**What you are asked to do:** Among the entries, find the lines with the string "centroids" and report them.

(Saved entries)
PR #4895, opened 2025-10-07
feat(rpc): subscribe `UserMessageSent` `ProgramStateChanges`

### LINKED ISSUE #4893: node: Support subscribing to program state changes
### Problem to Solve

Each client need to fetch every event to filter what he needs. This is heavy on bandwidth and resources of node and client.

### Possible Solution

add rpc call to subscribe on program state changes.

### Notes

_No response_

ukint-vs:
Resolves #4893  .

RPC `subscribeProgramStateChanges`:
- Add typed `ProgramStateChange` stream support to gsdk.
- Implement `subscribe_program_state_changes` in pallet-gear rpc.
- filter by `program_ids: Option<Vec<H256>>`

notification structure:
```rust
pub struct ProgramStateChange {
    pub block_hash: H256,
    pub program_ids: Vec<H256>,
}
```

example:
```rust
use futures::StreamExt;
use gclient::{GearApi, ProgramStateChange};
use sp_core::H256;

#[tokio::main]
async fn main() -> gclient::Result<()> {
    let api = GearApi::dev().await?;
    let watch = vec![
        H256::from_slice(&hex_literal::hex!("0x00...")),
        H256::from_slice(&hex_literal::hex!("0x01...")),
    ];

    let mut changes = api.subscribe_program_state_changes(Some(watch)).await?;

    while let Some(change) = changes.next().await {
        let ProgramStateChange { block_hash, program_ids } = change?;
        println!("Tracked programs {:?} changed in block {:?}", program_ids, block_hash);
    }

    Ok(())
}

```
---

RPC `subscribeUserMessageSent`:
- Added server-side subscription gear_subscribeUserMessageSent that decodes System::Events once per block, enforces a 5k-block backfill ceiling, limits payload matching patterns to 256 bytes, and drops slow consumers via try_send.
- Exposed typed client support in gsdk (UserMessageSentFilter, PayloadFilter, UserMessageSentSubscription, new API call) with gclient re-exports.

Filter Reference:
```rust
UserMessageSentFilter {
  source: Option<ActorId>,         // match only this sender
  dest: Option<ActorId>,           // match only this recipient
  payload_filters: Vec<PayloadFilter>, // match byte patterns at specific offsets
  from_block: Option<u64>,         // backfill up to 5k blocks
  finalized_only: Option<bool>,    // true = finalized stream
}

PayloadFilter {
  offset: u32,      // byte offset into the payload
  pattern: Vec<u8>, // bytes that must match starting at that offset
}

```
UserMessageSentFilter::with_payload_filter(offset, pattern) adds an entry; with_payload_prefix(prefix) remains as a convenience for offset 0. Omitting fields leaves them unconstrained. from_block triggers historical scanning (subject to node retention).

Notification structure:
```rust
pub struct UserMessageSent {
    /// Block hash that emitted the event.
    pub block: H256,
    /// Index of the event within the block.
    pub index: u32,
    /// Identifier of the emitted message.
    pub id: MessageId,
    /// Message source actor.
    pub source: ActorId,
    /// Message destination actor.
    pub destination: ActorId,
    /// Raw payload bytes.
    pub payload: Vec<u8>,
    /// Attached value.
    pub value: u128,
}
```

Example
```rust
use gclient::{GearApi, PayloadFilter, UserMessageSentFilter};
use futures::StreamExt;
use gear_core::ids::ActorId;

let api = GearApi::dev().await?;
let my_actor = ActorId::try_from(api.account_id().as_ref()).unwrap();

let mut sub = api
    .subscribe_user_message_sent(
        UserMessageSentFilter::new()
            .with_destination(my_actor)
            .with_payload_filter(0, b"PONG")
            .finalized_only(true),
    )
    .await?;

while let Some(event) = sub.next().await.transpose()? {
    println!("reply {:?} with {} value", event.payload, event.value);
}

```

@reviewer-or-team

### DIFF
--- a/.github/workflows/check.yml
+++ b/.github/workflows/check.yml
@@ -240,7 +240,7 @@ jobs:
             runs-on: macos-latest
           - name: macos-x86_64
             target: x86_64-apple-darwin
-            runs-on: macos-13
+            runs-on: macos-15-intel
           - name: linux-x86_64
             target: x86_64-unknown-linux-gnu
             runs-on: ubuntu-latest


pallets/gear/rpc/src/lib.rs
```diff
@@ -148,16 +172,28 @@ pub struct Gear<C, P> {
...
 impl<C, P> Gear<C, P> {
     /// Creates a new instance of the Gear Rpc helper.
-    pub fn new(client: Arc<C>, allowance_multiplier: u64, max_batch_size: u64) -> Self {
+    pub fn new(
+        client: Arc<C>,
+        allowance_multiplier: u64,
+        max_batch_size: u64,
+        subscription_executor: SubscriptionTaskExecutor,
+    ) -> Self {
+        let mut program_storage_prefix = twox_128(b"GearProgram").to_vec();
```
breathx, line 188: I'd put some warning on pallet or even unit test that name of a pallet ÷ storage slot weren't changed or were updated here

pallets/gear/rpc/src/lib.rs
```diff
@@ -618,4 +655,98 @@ where
             })
         }
     }
+
+    fn subscribe_program_state_changes(
+        &self,
+        pending: PendingSubscriptionSink,
+        program_ids: Option<Vec<H256>>,
```
breathx, line 662: we need some limit for the set of ids

node/service/src/rpc/gear_events.rs
```diff
@@ -0,0 +1,735 @@
...
+}
+
+#[derive(Clone, Debug, serde::Deserialize)]
+pub struct PayloadFilter {
+    pub offset: u32,
+    pub pattern: Vec<u8>,
+}
+
+#[derive(Clone, Debug, serde::Serialize)]
+pub struct UserMessageSentJson {
```
breathx, line 67: reply details are also maybe super useful

gsdk/src/subscription.rs
```diff
@@ -118,6 +125,211 @@ impl BlockEvents {
...
+    pub value: u128,
+}
+
+impl<'de> Deserialize<'de> for UserMessageSent {
+    fn deserialize<D>(deserializer: D) -> Result<Self, D::Error>
+    where
+        D: Deserializer<'de>,
+    {
+        #[derive(Deserialize)]
+        struct RawUserMessageSent {
```
breathx, line 299: btw you may want to use rpc-compatible structs like: gear-core/rpc/RpcValue and sp_core::Bytes

breathx: maybe inside actual impl

gsdk/src/subscription.rs
```diff
@@ -118,6 +125,211 @@ impl BlockEvents {
...
+
+/// Filter options for `gear_subscribeUserMessageSent`.
+#[derive(Clone, Debug, Default, Serialize)]
+pub struct UserMessageSentFilter {
+    /// Only match messages originating from this actor.
+    #[serde(skip_serializing_if = "Option::is_none")]
+    pub source: Option<H256>,
+    /// Only match messages targeting this actor.
+    #[serde(skip_serializing_if = "Option::is_none")]
+    pub dest: Option<H256>,
```
breathx:
```suggestion
    pub destination: Option<H256>,
```

node/service/src/rpc/gear_events.rs
```diff
@@ -0,0 +1,788 @@
...
+    pub reply: Option<UserMessageReplyJson>,
+    #[serde(skip_serializing_if = "Option::is_none")]
+    pub ack: Option<bool>,
+}
+
+#[derive(Clone, Debug, serde::Serialize)]
+pub struct UserMessageReplyJson {
+    pub to: [u8; 32],
+    pub code_raw: Bytes,
+    pub code: String,
```
osipov-mit: Wouldn't `codeDescription` (or sth similar) name be more intuitive since it's not a `code` itself but its explanation/transcription (or whatever you can call it)?

ukint-vs: do you mean we should name `code_raw` to `code` and `code` -> `codeDescription`?

osipov-mit: Sth like this. That makes more sense, imho.

ukint-vs: done

PR #14, opened 2015-05-22
make --config required, and check config path

sevko:
```
tilequeue/command.py
        -This will make it obvious that the user needs to supply a
        `--config` path, and produce a human error message when the file
        isn't found (you otherwise get a rather ugly and unenlightening
        trace).
```

### DIFF
--- a/tilequeue/command.py
+++ b/tilequeue/command.py
@@ -41,7 +41,8 @@ import time
 
 def create_command_parser(fn):
     def create_parser_fn(parser):
-        parser.add_argument('--config')
+        parser.add_argument('--config', required=True,
+                            help='The path to the tilequeue config file.')
         parser.set_defaults(func=fn)
         return parser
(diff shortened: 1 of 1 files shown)


sevko:
@rmarianski , it seems like all of the subcommands currently require the `--config` argument. Think we should just make it a required argument to the `tilequeue` command?

rmarianski:
Diff looks good to me. :+1: 

All subcommands do require being pointed to a config file. If you can make it a requirement there, feel free, assuming the invocation for all subcommands remains exactly the same. But I don't think this is important, because IIRC adding this config option is shared amongst all code paths.

sevko:
Nevermind. I thought it'd be an easy change, but preserving the current behavior (where a `--config` argument can be passed to the subcommands) while also allowing it to be passed to `tilequeue`  directly will make things messy. Merging as is.

PR #15, opened 2015-05-27
abstract out SQS and S3

sevko:
This pull requests adds (or improves on already existing) drop-in replacements for S3 and SQS that should make it easier for developers to work on tilequeue locally, since they won't have to bother setting up those AWS services.

  * beef up `tilequeue.queue.file.OutputFileQueue`, an on-disk, file-based alternative to SQS, adding locking, read functionality, etc.
  * make `tilequeue.store.TileDirectory` (renamed from `TileFile`) write files out to a directory.
  * add tests for both of the above
  * turn the config's `aws.s3` and `awd.sqs` properties into top-level `queue` and `store` keys, since both the queue and tile-store are now generic and not tied to those services.
  * some other small changes were involved in changing code that was hardcoded against SQS/S3 (like how we get timestamps from each `CoordMessage`).

I can currently `tilequeue seed` and `tilequeue process` in parallel and generate all of the tiles to an on-disk directory, so it worketh. @rmarianski , @baldur , please look this over when you get a chance.


sevko:
Oh, woah, I broke literally all the tests.
...fixing...

config.yaml.sample
```diff
@@ -1,10 +1,12 @@
+queue:
+  type: file
+  name: queue
+store:
+  type: directory
+  name: tiles
+  path: osm
+  reduced-redundancy: true
```
rmarianski: Can we have the sample config default to the types that we use in production, and have a comment for all the other types? Or maybe a separate commented line for each type?

tests/queue/test_file.py
```diff
@@ -0,0 +1,83 @@
...
+    def setUp(self):
+        self.test_tile_coords = [
+            (0, 0, 0),
+            (1, 2, 3),
+            (4, 5, 6),
+            (9, 3, 1),
+            (4, 7, 1)
+        ]
+        self.test_tile_objs = [
+            Coordinate(*coords) for coords in self.test_tile_coords]
```
rmarianski: I think it's better to specify the column, row, zoom explicitly via the keyword properties, and this goes for the other instantiations too, if only to make it clear to the reader. The default order that we get from modest maps is imho unexpected, namely row, column, zoom. It doesn't look like it's what you expected either, since there's some invalid coordinates specified. In this case it doesn't matter though, because there aren't checks for invalid coordinates, but it can still lead to confusion.

tests/queue/test_file.py
```diff
@@ -0,0 +1,83 @@
...
+        self.tile_coords_str = '\n'.join(
+            map(tile.serialize_coord, self.test_tile_objs)) + '\n'
+        self.tiles_fp = StringIO.StringIO()
+        self.queue = OutputFileQueue(self.tiles_fp)
+
+    def test_read(self):
+        self._write_tiles_to_file()
```
rmarianski: A personal preference, but I think it's clearer if _write_tiles_to_file would take in the coords explicitly instead of pulling it from `self`. I think it would be fine if each invocation just took the list of coords to write, which could just be the `self.test_tile_coords` reference.

tests/store.py
```diff
@@ -0,0 +1,55 @@
...
+from tilequeue import store
+from tilequeue import format
+from ModestMaps.Core import Coordinate
+import os
+
+
+class TestTileDirectory(unittest.TestCase):
+
+    def test_write_tile(self):
+        dir_path = 'tests/fixtures/tiles_dir'
```
rmarianski: Can we ask python to give us a temporary path instead?

tilequeue/command.py
```diff
@@ -85,10 +84,22 @@ def make_queue(queue_type, queue_name, cfg):
...
-        # useful for testing
         from tilequeue.queue import OutputFileQueue
-        fp = open(queue_name, 'w')
+        if os.path.exists(queue_name):
+            assert os.path.isfile(queue_name), \
+                'Could not create file queue. `./{}` is not a file!'.format(
+                    queue_name)
+        else:
+            # Create the file.
+            with open(queue_name, 'w'):
```
rmarianski: Is creating an empty file necessary here? Or would the open in append mode take care of that implicitly?

tilequeue/command.py
```diff
@@ -150,7 +161,7 @@ def make_seed_tile_generator(cfg):
 
 
 def tilequeue_drain(cfg, peripherals):
-    queue = make_queue(cfg.queue_type, cfg.queue_name, cfg)
+    queue = peripherals.queue
```
rmarianski: Good catch!

tilequeue/command.py
```diff
@@ -465,7 +489,9 @@ def stop_all_workers(signum, stack):
         for thread_s3_storage_stop in threads_s3_storage_stop:
             thread_s3_storage_stop.set()
         thread_sqs_writer_stop.set()
-        queue_printer_thread_stop.set()
+
+        if queue_printer_thread_stop:
+            queue_printer_thread_stop.set()
```
rmarianski: Good catch here too!

rmarianski:
This looks good. :zap: I put in some comments on what I noticed, which we can discuss further.

Let's be careful around merging this into master. I'd like to have the necessary deployment changes surrounding the config file ready before we hit the green button.

sevko:
I addressed all your comments in a number of follow-up commits.

Before we move forward, did you try running tilequeue off this branch against SQS and S3? I've only been able to test if with the on-disk alternatives that this PR introduces, so I don't know if I mistakenly broke anything on the SQS/S3 side (I don't have access to those, so can't use them).

PR #17, opened 2015-06-04
add option to seed custom bounding-boxes and filter metro-extracts

sevko:
Increase seeding configurability by:
  * allowing users to filter metro-extracts by city name
  * adding the ability to specify any number of custom bounding boxes

### DIFF
--- a/config.yaml.sample
+++ b/config.yaml.sample
@@ -21,6 +21,11 @@ tiles:
       url: https://raw.githubusercontent.com/mapzen/metroextractor-cities/master/cities.json
       zoom-start: 11
       zoom-until: 15
+
+      # Can be set to an array of metro-extract city names, like
+      # 'new-york_new-york', to only seed tiles from those areas rather than
+      # all of them.
+      cities: Null
     top-tiles:
       url: https://gist.github.com/brunosan/b7ce3df8b48229a61b5b/raw/37e42e77f253bc204076111c92acc4d5e653edd2/top_50k_tiles.csv
       zoom-start: 11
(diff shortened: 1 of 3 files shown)


sevko:
@rmarianski , check this out when you get a chance.

config.yaml.sample
```diff
@@ -21,10 +21,24 @@ tiles:
       url: https://raw.githubusercontent.com/mapzen/metroextractor-cities/master/cities.json
       zoom-start: 11
       zoom-until: 15
+
+      # Can be set to an array of metro-extract city names, like
+      # 'new-york_new-york', to only seed tiles from those areas rather than
+      # all of them.
+      cities: Null
```
rmarianski: Can we make this something that is valid yaml? Either: `cities:`, `cities: null`, or `cities: [new-york_new-york]`.

tilequeue/command.py
```diff
@@ -150,7 +157,12 @@ def make_seed_tile_generator(cfg):
     else:
         top_tiles = ()
 
-    combined_tiles = chain(all_tiles, metro_extract_tiles, top_tiles)
+    custom_tiles = tile_generator_for_multiple_bounds(
```
rmarianski: Can this be guarded with an explicit check like the others? Set it to an empty list/tuple if the bounds and/or zooms aren't configured.

tilequeue/config.py
```diff
@@ -102,13 +117,19 @@ def default_yml_config():
...
                     'zoom-start': None,
                     'zoom-until': None,
                 },
-                'should-add-to-tiles-of-interest': True,
+                'custom': {
+                    'zoom-start': None,
+                    'zoom-until': None,
+                    'bboxes': []
+                },
+                'should-add-to-tiles-of-interest': True
```
rmarianski: Good catch!

sevko:
@rmarianski , all addressed.

rmarianski:
:+1:

PR #22, opened 2015-09-02
Add framework to post-process layers

zerebubuth:
This adds a post-processing step which comes after the functions for transforming and sorting the individual layers. The post-processing step has access to the whole tile, and so it can modify existing layers or create new layers based on existing layers. This allows us to "intercut" one layer with another, see https://github.com/mapzen/TileStache/pull/37, or create layers based purely on already-queried data (e.g: centroids).

Note: this is part of trying to solve https://github.com/mapzen/vector-datasource/issues/136.

### DIFF
--- a/tilequeue/process.py
+++ b/tilequeue/process.py
@@ -55,6 +55,13 @@ def _preprocess_data(feature_layers, shape_padded_bounds):
 
     return preproc_feature_layers
 
+# post-process all the layers simulataneously, which allows new
+# layers to be created from processing existing ones (e.g: for
+# computed centroids) or modifying layers based on the contents
+# of other layers (e.g: projecting attributes, deleting hidden
+# features, etc...)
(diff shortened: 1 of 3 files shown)


tilequeue/process.py
```diff
@@ -56,6 +56,29 @@ def _preprocess_data(feature_layers, shape_padded_bounds):
...
+# of other layers (e.g: projecting attributes, deleting hidden
+# features, etc...)
+def _postprocess_data(feature_layers, post_process_data):
+
+    for step in post_process_data:
+        fn = loadClassPath(step['fn_name'])
+        params = step['params']
+
+        layer = fn(feature_layers, **params)
+        if layer is not None:
```
rmarianski: Now that the intercut function won't return None, should we eliminate this check? Or do you foresee other processing functions that may want to signal failures by returning None, and we should keep this around?

PR #25, opened 2015-09-10
Allow post-processing to append new layers.

zerebubuth:
Fix bug where post-processing would only replace existing layers, not add new ones, which we need for mapzen/vector-datasource#140.


rmarianski:
:+1:

zerebubuth:
Thanks!

PR #26, opened 2015-09-10
Simplify geometries during processing step

rmarianski:
Refs #20

PR #27, opened 2015-09-10
Filter out geometries with a small area

rmarianski:
Refs mapzen/vector-datasource#151


rmarianski:
This is based on the branch from #26. 

@zerebubuth review?

PR #28, opened 2015-09-14
Pass zoom parameter to the post-processing functions.

zerebubuth:
We want to not compute water boundaries for mapzen/vector-datasource#203, so the post-processor needs to know what the zoom is to switch itself off.


rmarianski:
:+1:

PR #33, opened 2015-10-13
Added bbox_intersection filter for Jinja.

zerebubuth:
Added bbox_intersection filter for Jinja, which allows clipping to the query bounding box. Although doing an intersection operation in the database rather than on the client can take some time, it seems it's worthwhile in this case to avoid sending too much over the network.

Connects to mapzen/vector-datasource#302.


rmarianski:
:+1:

PR #36, opened 2015-10-22
Add support to load WOF neighbourhoods

rmarianski:
Refs https://github.com/mapzen/vector-datasource/issues/147. Related to https://github.com/mapzen/vector-datasource/pull/325.

I spelled it "neighbourhoods" throughout, because it seemed like it would be more consistent with OSM and the WOF data itself.

To make the update atomic, I truncate the existing table (if it has existing rows) and insert the new data via `COPY FROM` in a transaction. It might have been better to instead create a new table separately, and then only drop the old table and rename the new in a transaction. But it was easier to implement this way. Locally that transaction takes about 0.5 seconds, which is imho acceptable for a weekly or even daily update.

I also created a new abstraction to handle enqueueing sqs messages via threads. A few commands had ad-hoc approaches to that, and I figured it would be useful to try and normalize that a little bit and remove some duplication.


zerebubuth:
:+1: looks good to me. My only comment is that we seem to be hard-coding `n_threads` in a couple of places, but both of them seem to be I/O bound, so that's not a big deal.

rmarianski:
@zerebubuth good point. I added the ability to make it configurable in: https://github.com/mapzen/tilequeue/commit/d95af001b596cfa2005d04f354eb1700d47b3cdc.

I also realized that we could re-use the enqueuer abstraction when performing the intersection process too; I missed that earlier. That's added in: https://github.com/mapzen/tilequeue/commit/891a4a78e557e842b32a20670fd1bbeea56ee8a0

zerebubuth:
Nice! :+1:

PR #40, opened 2015-10-26
Re-check polygon validity after call to buffer, just in case.

zerebubuth:
Connects to mapzen/TileStache#79.

### DIFF
--- a/tilequeue/process.py
+++ b/tilequeue/process.py
@@ -58,7 +58,7 @@ def _preprocess_data(feature_layers, shape_padded_bounds):
     return preproc_feature_layers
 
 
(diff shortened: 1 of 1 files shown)


tilequeue/process.py
```diff
@@ -58,7 +58,7 @@ def _preprocess_data(feature_layers, shape_padded_bounds):
     return preproc_feature_layers
 
 
-# post-process all the layers simulataneously, which allows new
+# post-process all the layers simultaneously, which allows new
```
rmarianski: Nice catch!

rmarianski:
:+1:

PR #41, opened 2015-10-27
Parse WOF neighbourhoods using header names

rmarianski:
The assumption here is that the header indexes would change more often than the names. This should help keep the parsing logic more resilient in the case when a new column is added.


zerebubuth:
Nice future-proofing! :+1:

PR #181, opened 2024-01-12
Refactor and consolidate suite setup code; introduce AfterSuite for better cleanup

AverageMarcus:
### What this PR does

Introduces a new shared module `suite` that provides a common way of handling the test suite setup and clean up rather than having duplicated code.

The new module introduces an `AfterSuite` to replace the previously used `DeferCleanup` that handles WC cluster deletion.  This works towards https://github.com/giantswarm/giantswarm/issues/29377 and should ensure that failures during the `BeforeSuite` still get cleaned up if possible.

As part of refactoring `standup` to use the new code I noticed that EKS support was missing so that has also been added with the refactor.

### Checklist

### Trigger e2e tests

/run cluster-test-suites


AverageMarcus:
Only test failure is a DNS flake so I'm adding the skip label.

internal/suite/setup.go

**Output for this exercise:**
This adds a post-processing step which comes after the functions for transforming and sorting the individual layers. The post-processing step has access to the whole tile, and so it can modify existing layers or create new layers based on existing layers. This allows us to "intercut" one layer with another, see https://github.com/mapzen/TileStache/pull/37, or create layers based purely on already-queried data (e.g: centroids).
+# computed centroids) or modifying layers based on the contents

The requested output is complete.